Wollte mal fragen ob jemand Erfahrung hat was das Angeln dort angeht.
Hab schon einmal dort geangelt. Aber ausser müden mit Garnele gespickten Ruten und kleinen Rifffischen war dort nicht viel zu holen.
Wollte gerne mal was größeres fangen :vik:

Hat vielleicht jemand nen Tipp für ne Tour auf "richtige Fische"?
Oder sollte man vielleicht mal von Land aus mit der Spinnrute probieren?
Grüße


----------



## Airferdo (28. April 2016)

*AW: Angel in der Türkei - Alanya*

Schwer schwer schwer......vor 25 Jahre vieleicht. Heute ist da nicht mehr viel, im Winter wohl eher als im Sommer und du must weit raus, es gibt vor Alanya ein "Riff" auf 40-60 Meter dort kann man Glück haben ! aber ohne Boot....ist nur fitzelkram. Probier es bei Ulas am Abend, dort habe ich gute Baracudas und Barsche gesehen !!!


----------



## Dorschi1968 (13. Mai 2016)

*AW: Angel in der Türkei - Alanya*

Im Sommer ist es wirklich schwer ohne Boot was besseres ans Band zu bekommen.
Du könntest höchstens versuchen am Hafen Kontakt zu einheimischen Anglern/ Bootsbesitzern aufzunehmen,manche nehmen gerne Touris für kleines Geld mit zum fischen.
In der Zeit von November bis Januar ist die beste Zeit um große Amberjacks,Dentex und so weiter zu fangen.

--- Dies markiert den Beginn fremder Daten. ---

PR #90, opened 2024-07-31
Prevent null pointer deference in get_mac_address

pablojrl123:
Attempting to connect over certain virtual interfaces, like Wireguard/Tailscale/VPN/etc, causes the Wolf host to throw an exception and crash.

This has been solved by ensuring the the fields of the structure returned by getifaddrs are not null.


ABeltramo:
Thanks for the PR, definitely an oversight on my side; oddly, nobody else stumbled upon it (or reported a stacktrace there).

PR #92, opened 2024-08-05
Quadlet quickstart

knoellle:
This PR adds an example quadlet file to the quickstart docs.
[Quadlets](https://docs.podman.io/en/latest/markdown/podman-systemd.unit.5.html) are a way of describing a podman container configuration as a systemd unit.

It was adapted from what @drakulix posted on discord, updating since renamed flags/variables and bringing the state configuration in line with the other quickstart examples.

I only added this to the Intel/AMD sections since I don't have an Nvidia GPU to test with.

### DIFF
--- a/docs/modules/user/pages/quickstart.adoc
+++ b/docs/modules/user/pages/quickstart.adoc
@@ -58,6 +58,46 @@ services:
     restart: unless-stopped
 ....
 
+Podman quadlet:
+
+[source,ini]
+....
+[Unit]
+Description=Podman Wolf Gamestreaming
+
+[Service]
+TimeoutStartSec=900
+ExecStartPre=-/usr/bin/mkdir /tmp/sockets
+ExecStartPre=-/usr/bin/podman rm --force WolfPulseAudio
+Restart=on-failure
+RestartSec=5
+StartLimitBurst=5
+
+[Container]
+AutoUpdate=registry
+ContainerName=%N
+HostName=%N
+Image=ghcr.io/games-on-whales/wolf:stable
+AddCapability=CAP_SYS_PTRACE
+AddCapability=CAP_NET_ADMIN
+Network=host
+SecurityLabelDisable=true
+PodmanArgs=--ipc=host --device-cgroup-rule "c 13:* rmw"
+AddDevice=/dev/dri
+AddDevice=/dev/uinput
+AddDevice=/dev/uhid
+Environment=HOST_APPS_STATE_FOLDER=/etc/wolf
+Environment=GST_DEBUG=2
+Volume=/dev/input:/dev/input:ro
+Volume=/run/udev:/run/udev:ro
+Volume=/tmp/sockets:/tmp/sockets:rw
+Volume=/run/podman/podman.sock:/var/run/docker.sock:ro
+Volume=/etc/wolf:/etc/wolf
+
+[Install]
+WantedBy=multi-user.target
+....
+
 --
 Nvidia (Container Toolkit)::
 +


docs/modules/user/pages/quickstart.adoc
```diff
@@ -58,6 +58,46 @@ services:
     restart: unless-stopped
 ....
 
+Podman quadlet:
+
+[source,ini]
+....
+[Unit]
+Description=Podman Wolf Gamestreaming
```
robjh, line 66: This unit implies you're using a system wide podman service. This will work if you have `podman.socket` active when you run this unit, but it would be best if you added the dependency explicitly.

```
[Unit]
Description=Podman Wolf Gamestreaming
Requires=podman.service
After=podman.service 
```

docs/modules/user/pages/quickstart.adoc
```diff
@@ -58,6 +58,46 @@ services:
...
+PodmanArgs=--ipc=host --device-cgroup-rule "c 13:* rmw"
+AddDevice=/dev/dri
+AddDevice=/dev/uinput
+AddDevice=/dev/uhid
+Environment=HOST_APPS_STATE_FOLDER=/etc/wolf
+Environment=GST_DEBUG=2
+Volume=/dev/input:/dev/input:ro
+Volume=/run/udev:/run/udev:ro
+Volume=/tmp/sockets:/tmp/sockets:rw
+Volume=/run/podman/podman.sock:/var/run/docker.sock:ro
```
robjh, line 94: The `podman.socket` unit uses `%t/podman/podman.sock`.
The snippet here should do the same, since distros might put it in /var/run instead.

- https://github.com/containers/podman/blob/main/contrib/systemd/system/podman.socket
- https://www.freedesktop.org/software/systemd/man/latest/systemd.unit.html#Specifiers

docs/modules/user/pages/quickstart.adoc
```diff
@@ -58,6 +58,46 @@ services:
...
+AddCapability=CAP_SYS_PTRACE
+AddCapability=CAP_NET_ADMIN
+Network=host
+SecurityLabelDisable=true
+PodmanArgs=--ipc=host --device-cgroup-rule "c 13:* rmw"
+AddDevice=/dev/dri
+AddDevice=/dev/uinput
+AddDevice=/dev/uhid
+Environment=HOST_APPS_STATE_FOLDER=/etc/wolf
+Environment=GST_DEBUG=2
```
ABeltramo, line 90: Any reason why you manually specified those? It shouldn't be required since it's the same as the defaults  https://github.com/games-on-whales/wolf/blob/e10d00bba435285279fa013cad320afba97f362d/docker/wolf.Dockerfile#L115-L116

knoellle: The original quadlet file that was posted on discord set a bunch more environment variables which I removed.
Apparently I forgot to remove the `GST_DEBUG` line.
The `HOST_APPS_STATE_FOLDER` I kept because both the docker and docker-compose blocks set that variable as well.

If you want I can remove it from all of them...

docs/modules/user/pages/quickstart.adoc
```diff
@@ -58,6 +58,46 @@ services:
...
+Image=ghcr.io/games-on-whales/wolf:stable
+AddCapability=CAP_SYS_PTRACE
+AddCapability=CAP_NET_ADMIN
+Network=host
+SecurityLabelDisable=true
+PodmanArgs=--ipc=host --device-cgroup-rule "c 13:* rmw"
+AddDevice=/dev/dri
+AddDevice=/dev/uinput
+AddDevice=/dev/uhid
+Environment=HOST_APPS_STATE_FOLDER=/etc/wolf
```
detiber, line 89: Moving env var definitions to a separate file and using `EnvironmentFile` here would allow for updating env variables without having to run `systemctl daemon-reload` for the env updates to be picked up on service restart.

An example of using EnvironmentFile can be found here: https://www.flatcar.org/docs/latest/setup/systemd/environment-variables/#environmentfile-directive

I'm currently working around some permissions issues related to running on Bazzite, but here are the working configs I'm using: https://github.com/detiber/beardy-os/pull/1/files

I'm going to continue tweaking on things in that PR while I re-scope the permissions back down

ABeltramo:
Superseed by https://github.com/games-on-whales/wolf/pull/282

PR #100, opened 2024-08-25
Create a dedicated doc page for Steam

shocklateboy92:
Includes mangohud and direct steam game shortcut

I'm not sure how to run antora on this repo so I haven't been able to verify that the images work correctly yet.
Is there a github action that will build and deploy that somewhere?


ABeltramo:
Yep it's over [here](https://github.com/games-on-whales/games-on-whales.github.io) but I'm not sure this would work for external PRs.  
Thanks for taking care of this!

PR #101, opened 2024-08-26
Exposing Wolf events via API

ABeltramo:
In this PR:
- Added APIs via Unix socket to fully control Wolf programmatically [see docs](https://games-on-whales.github.io/wolf/dev-backend-api/dev/api.html)
- Added [gstinterpipe](https://github.com/RidgeRun/gst-interpipe) so that we can nicely decouple producers (running apps) from consumers (Moonlight clients) in order to implement **co-op sessions** [see docs](https://games-on-whales.github.io/wolf/dev-backend-api/user/configuration.html#_co_op_sessions) and video below
- Merged https://github.com/games-on-whales/wolf/pull/104 to add support for custom app images
- Moved to C++20, refactored events and config TOML loading to better use [reflect-cpp](https://github.com/getml/reflect-cpp)

Here's an example co-op session with two clients:

https://github.com/user-attachments/assets/25b8e78d-7661-4e4d-8f3f-be75683e8fe8


Helvio88:
What sort of sorcery is this!? 🤯

PR #234, opened 2019-04-14
shared conversion script for cml file courtesy of M. Dimitrova

heikef:
Script converts a file mol.cml (Angstrøm) to mol-bohr.cml (Bohr). After reading an online issue discussion with a new user I realized this script might be useful for some user. Alternatively open babel can be uses as described in the documentation.


bast:
Nice script!

PR #237, opened 2019-04-14
added paraview state file for vector plot

heikef:
There was some confusion online about paraview vector plots so I included a vector plot with a slice into our 3D example. The reason for this is that the user has here the option to move the plane / slice and learn more about the currents in the molecule.


heikef:
I do not understand why the change in requirements.txt appeared here. It was done on an extra branch.

heikef:
squashed the commit messages

bast:
I am a bit worried that we are adding a number of pretty large files into the repo. The examples directory contains 14 MB. Is it possible to make the examples smaller but still meaningful?

heikef:
The mol-bohr.cml file is needed and also the state file. Strange I have only 9.8 MB in total for the whole 3D directory.

heikef:
We could remove the 2D directory since we do not support the *.txt files any more. It has only historic relevance. What do you think?

bast:
The 3D one is the big one. Is there a way to reduce those? Smaller grid, etc.?

heikef:
For demonstrating plots reducing the grid is not a good idea. The 2D directory is not needed in my opinion.

bast:
If we need huge grids, perhaps we can put them into a separate repo under https://github.com/qmcurrents/? Whatever we add into this repo here, we can never again remove unless we rewrite the history.

bast:
It is OK for me to remove 2D but this will not solve this problem.

heikef:
We will not extend this example. I wanted to share the paraview.pvsm file with a new user who is struggling a lot.

bast:
> We will not extend this example. 

Famous last words :-)

I will merge but it is super important that we watch the size of files.

heikef:
I understand and will keep this in mind. We have to write a tutorial to help new users, but this will be part of the documentation.

bast:
I agree about the tutorial. But this does not necessitate having huge files in this repo. Anyway, merging.

heikef:
Ideally we will delete this folder at one point. Thank you for merging.

bast:
Yes, but we will not get rid of its size. Everything that we merge we can in principle never remove.

heikef:
Thanks for raising awareness.

PR #240, opened 2019-04-21
Feature numgrid

### LINKED ISSUE #33: [Feature] link numgrid library to gimic
Therefore we need to modify the cmake stuff. Numgrid is an external library generating DFT grid files. https://github.com/dftlibs/numgrid

heikef:
* wrote a python script that reads in MOL and generates the needed input data for the numgrid library
* the generated grid is written out as well as information about the weigths and coordinates in bohr
* then gimic is run using the cdens module and the feature of reading in an external grid
* a new keyword called prop is defined in section essential - it can be switchen on and off
* prop=on generates for each atom the isotropic shielding constant and the magnetic suceptibility / magnetizability for the whole molecule 
* I encountered the well known sign problem that is hidden somewhere in gimic because only with negative fields I got positive shieldings and negative magnetizability - benzene from the examples directory was my test example 
* no documentation is provided yet since this is a first version of a new feature and thus not recommended for common users 
* closes #33 
* I used this type of input file: 

# NEW INPUT

calc=cdens          # cdens, integral, edens, divj
title=""
basis="MOL"
xdens="XDENS"
debug=1           # debug print level
openshell=false
magnet=[0.0, 0.0, 1.0]

# Read in grid from external file. 
Grid(file) {   
     file=gridfile.grd
}

Advanced {
    lip_order=5     # order of Lagrange Interpolating Polynominals to use
    spherical=off   # don't touch, unless you REALLY know what you are doing
    diamag=on       # turn on/off diamagnetic contributions
    paramag=on      # turn on/off paramagnetic contributions
    GIAO=on         # turn on/off GIAOs. Don't change unless you know why.
    screening=on    # use screening to speed up
    screening_thrs=1.d-8   # Screening threshold
}

Essential {
    prop=on  # makes only sense when numgrid is integrated
    acid=off
    jmod=off
}


heikef:
@lnw you are of course also welcome to comment

heikef:
* on the downside: with this new grid no ParaView plotting is feasible because we need an even grid for this 
* on the other hand when we are only interested in quick 3D property integrations it does not matter
* I switched the *.vti print function off when the keyword "prop" is set

heikef:
On my computer all tests passed. I think this must be related to python 2 and python 3 on TravisCI. At the moment I do not see what I might have overseen.... 
It is a numgrid installation bug. 

I could remove numgrid from requirements.txt then the test will pass....

bast:
Travis complains about the same problem which you have seen locally and which I have fixed on a branch of Numgrid but I have not yet merged this and not yet updated the package on PyPI.

heikef:
Yes, therefore I removed it from requirements.txt and now the tests run through.

bast:
Before we merge this I will need to fix the numgrid build problems. I am working on it. Also it would be good to have a test case for this new functionality. Later we will want to move the grid generation deeper into the code and not run it as an extra step and then the test case will really help.

heikef:
I am not sure on how to set up a test case for this. At the moment we run a script first and then gimic. I would like to discuss and optimize the code first and later on add a test example. As it is the code is not ready for common users. When we merge it will not cause harm.

bast:
But it will be difficult to optimize (without breaking it) if there is no test case. The minimum is a readme file which describes what to do and contains numbers that should come out. Later we can convert it to a script. If you can express what you do in a script, it is easy to add it to the test case.

src/fgimic/jfield.f90
```diff
@@ -522,6 +527,101 @@ subroutine acid_vtkplot(this)
...
+        natoms = getnlines(15)
+        allocate(coord(natoms,3))
+        do i=1, natoms
+          read(15,*) coord(i,1:3)
+        end do
+        close(15)
+
+        ! get weights from numgrid files (external)
+        open(unit=15, file="grid_w.grd")
+        open(unit=16, file="gridfile.grd")
```
bast, line 554: should we not put both into the same file instead of two files?

tools/NumGrid/mk_grid.py
```diff
@@ -0,0 +1,160 @@
...
+# print("alpa_max", alpha_max)
+# print("alpa_min", alpha_min)
+# print("")
+# print("alpha_min for center 1", alpha_min[0])
+# print("")
+# print("alpha_min for center 7", alpha_min[6])
+# print(x_coordinates_bohr, y_coordinates_bohr, z_coordinates_bohr)
+# print("max L", max_l_quantum_numbers) 
+fout = "coord.au"
+f1 = open(fout,"w")
```
bast: instead of open/close it is probably nicer to use `with open('coord.au', 'r') as f1`

tools/NumGrid/mk_grid.py
```diff
@@ -0,0 +1,160 @@
...
+
+    for k in range(num_points):
+        f1.write(str(x[k]) + " " + str(y[k]) + " " + str(z[k]) + "\n")
+        f2.write(str(w[k]) + "\n")
+
+    # num_radial_points = numgrid.get_num_radial_grid_points(context)
+    # print("number of radial points", num_radial_points)
+
+    # generate an isolated radial grid
+    # r, w = numgrid.get_radial_grid(context)
```
bast: we should also remove all the out-commented unused code

src/fgimic/jfield.f90
heikef: No. At the moment gimic reads in the grid file as xyz information. We can do this later on. The ordering is important to make sure that the J tensor is assigned correctly.

tools/NumGrid/mk_grid.py
heikef: Yes, I know. I tested if it works. If we keep it it would be easy to adapt the script, but we can also remove it.

tools/NumGrid/mk_grid.py
heikef: we want to write something should it not be "w" instead of "r"?

heikef: otherwise thanks for the hint, it saves writing a couple of lines

heikef:
I added the gimic.inp file as well as a README file containing reference values.

tools/NumGrid/mk_grid.py
heikef: Ok, cleaned up.

heikef:
I know the solution for numgrid as we have it here is not optimal but it is a start. Would it be acceptable to merge?

tools/NumGrid/mk_grid.py
bast: Yes. "w" for writing.

src/fgimic/jfield.f90
bast: I think one file is really better than two. But I understand if you don't want to change it, then I can change it later.

tools/NumGrid/mk_grid.py
bast: It is also "safer" since the file gets closed even if the code crashes half way so it's not just to save the extra line.

bast:
I plan to fix numgrid within the following days. It is OK for me to merge now and fix things later.

heikef:
All right. Then we will merge and after you have fixed numgrid we will add numgrid into the requirements.txt - I think this is an acceptable solution. 
It would be good to have the option of 3D integration at least rudimentary in the new release. Then we are also citable.

tools/NumGrid/mk_grid.py
heikef: ok.

src/fgimic/jfield.f90
heikef: I completely agree but we can adapt this later on. At the moment it would only complicate things. I tried to touch as little as possible inside gimic since we are after a completely different python oriented solution.

bast: OK - convinced :-)

bast:
You can also merge and I edit the `requirements.txt` and do small changes to your code in a follow-up PR.

heikef:
Ok, then I will merge my own pull request.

Ein guter türkischer Freund von mir fängt jeden Winter richtig gute Klopper der genannten Arten!


----------



## banzinator (16. Mai 2016)

*AW: Angel in der Türkei - Alanya*

Okay. Danke für die infos. 

Werde mich dann mal an die Einheimischen wenden.


----------



## Dorschi1968 (19. August 2016)

*AW: Angel in der Türkei - Alanya*

Und? Konntest du in Alanya was fangen?


----------



## banzinator (19. August 2016)

*AW: Angel in der Türkei - Alanya*

Richtige Angeltouren mit Guides gab es nicht so wirklich.
Und wenn ich sehe wie und was die Einheimischen fangen #t
Da ist mir du Lust vergangen.


----------



## thomas1 (20. August 2016)

*AW: Angel in der Türkei - Alanya*

kleinvieh mit hühnerbrust #6


----------